**About this task**
Note each line of the entries that includes "frame". Then copy those lines.

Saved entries
——

PR #593, opened 2026-08-04
Convert every temperature field a Celsius frame reports

trailro:
## What

PBA/PBE/PBT run their temperature reply through an `ftoc` helper when the grill is in Celsius — but the list of fields they convert omits `p4Temp` and `smokerActTemp`. Those two stay in Fahrenheit while every sibling field is Celsius: **two temperatures in one frame in different units**, with nothing marking which. Reproduced — a Celsius frame reading 212 °F at both grill and smoker:

```
PBA Celsius: grillTemp=100  smokerActTemp=212   <- 100 C vs a raw Fahrenheit 212
```

On a real Celsius grill `smokerActTemp` reads about twice too high. (`p4Temp` is the moot half — all 22 models have 2 probes, so probe 4 reads the disconnected sentinel → `None`; `smokerActTemp` is the live chamber reading and the real problem.)

## Fix

`grills.json` is generated and must not be hand-edited (REVIEW.md), so a per-board field set — the same shape `DROPPED_*_FIELDS` already uses for this class of routine gap — lists the fields the routine leaves behind, and `_convert_missed_fields` converts them with `ftoc`'s own arithmetic (`floor((f - 32) / 1.8)`) **only when the reply reports Celsius**, mirroring the board's own `if (!status.isFahrenheit)` block.

Verified safe:
- A Fahrenheit frame is untouched — no double conversion (`smokerActTemp` stays 212).
- The disconnected-probe sentinel is already `None` by then, so only real readings are converted.
- The affected set is exactly PBA/PBE/PBT (round-2 JS sweep confirmed every other converting board converts all the fields it populates); no other board is touched.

——

**Solution to this problem**
Convert every temperature field a Celsius frame reports
PBA/PBE/PBT run their temperature reply through an `ftoc` helper when the grill is in Celsius — but the list of fields they convert omits `p4Temp` and `smokerActTemp`. Those two stay in Fahrenheit while every sibling field is Celsius: **two temperatures in one frame in different units**, with nothing marking which. Reproduced — a Celsius frame reading 212 °F at both grill and smoker:
- A Fahrenheit frame is untouched — no double conversion (`smokerActTemp` stays 212).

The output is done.